» EXERCISE REQUIREMENTS
Scan the listing and copy each line where the word "DanielBrierton" is present.

» EXERCISE MATERIAL
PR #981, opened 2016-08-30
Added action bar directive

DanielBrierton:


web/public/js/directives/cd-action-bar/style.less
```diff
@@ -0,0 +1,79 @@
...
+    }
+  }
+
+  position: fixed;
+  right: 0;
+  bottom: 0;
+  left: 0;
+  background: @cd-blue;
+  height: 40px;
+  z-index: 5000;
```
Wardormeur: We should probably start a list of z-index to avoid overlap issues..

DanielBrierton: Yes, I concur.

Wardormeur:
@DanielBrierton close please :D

...

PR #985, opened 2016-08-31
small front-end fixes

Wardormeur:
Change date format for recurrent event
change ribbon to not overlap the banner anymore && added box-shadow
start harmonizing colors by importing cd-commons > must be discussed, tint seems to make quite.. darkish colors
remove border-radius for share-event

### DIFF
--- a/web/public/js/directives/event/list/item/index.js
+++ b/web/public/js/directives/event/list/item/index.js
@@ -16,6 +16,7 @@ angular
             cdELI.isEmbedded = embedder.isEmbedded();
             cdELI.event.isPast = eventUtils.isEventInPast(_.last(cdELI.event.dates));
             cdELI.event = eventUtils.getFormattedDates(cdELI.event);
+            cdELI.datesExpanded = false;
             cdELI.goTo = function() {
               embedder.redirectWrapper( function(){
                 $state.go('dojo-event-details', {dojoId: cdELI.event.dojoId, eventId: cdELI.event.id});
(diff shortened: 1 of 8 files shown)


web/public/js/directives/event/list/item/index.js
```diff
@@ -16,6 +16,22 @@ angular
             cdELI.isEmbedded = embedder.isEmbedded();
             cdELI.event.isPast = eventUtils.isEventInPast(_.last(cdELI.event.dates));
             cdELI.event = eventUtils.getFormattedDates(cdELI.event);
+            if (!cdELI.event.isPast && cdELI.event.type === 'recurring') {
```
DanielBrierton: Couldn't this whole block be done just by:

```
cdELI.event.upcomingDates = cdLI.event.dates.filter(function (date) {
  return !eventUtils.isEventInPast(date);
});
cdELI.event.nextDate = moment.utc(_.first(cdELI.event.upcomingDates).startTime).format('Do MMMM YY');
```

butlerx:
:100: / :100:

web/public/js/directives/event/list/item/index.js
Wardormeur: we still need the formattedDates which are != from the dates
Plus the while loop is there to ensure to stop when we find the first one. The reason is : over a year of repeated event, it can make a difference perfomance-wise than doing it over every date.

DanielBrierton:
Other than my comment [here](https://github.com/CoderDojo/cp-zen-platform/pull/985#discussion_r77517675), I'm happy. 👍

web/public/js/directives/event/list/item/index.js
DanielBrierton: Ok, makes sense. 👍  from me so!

» PROBLEM SOLUTION
DanielBrierton:
DanielBrierton: Yes, I concur.
@DanielBrierton close please :D
DanielBrierton: Couldn't this whole block be done just by:
DanielBrierton:
DanielBrierton: Ok, makes sense. 👍  from me so!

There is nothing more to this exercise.